According to LiveScience, the university's Joint Quantum Institute for the first time was able to teleport information between two separate atoms across a distance of a meter--about one step for an adult.Generally, teleportation works thanks to a remarkable quantum phenomenon called entanglement that only occurs on the atomic and subatomic scale. Once two objects are put in an entangled state, their properties are inextricably entwined. In layman's terms, if they are in entangled mode, what you "see" on one is what you get on the other.

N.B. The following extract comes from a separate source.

PR #2211, opened 2021-12-17
Performance tests fix : revert jsdom update

olafleur-godaddy:
### Description
Looks like the failure in perf tests was due to this update done in #2168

The JQI team set out to entangle the quantum states of two individual ytterbium ions so information embodied in one could be teleported to the other. Each ion was isolated in a separate high-vacuum trap, suspended in an invisible cage of electromagnetic fields and surrounded by metal electrodes.
After that, the experiment worked like this: Single photons from each of two icons in separate traps interacted at a beamsplitter. When both detectors recorded a photon simultaneously, the icons were entangled. At that point, ion A was measured, revealing exactly what operation had to be performed on ion B to teleport ion A's information (see illustration at right).
It's important to note that the achievement is not any form of conventional communication. This is because in teleportation no information pertaining to the original object actually travels to the other. Instead, the information measured from the first object appears on the second object.
The research was supported in part by the Intelligence Advanced Research Project Activity program under U.S. Army Research Office contract.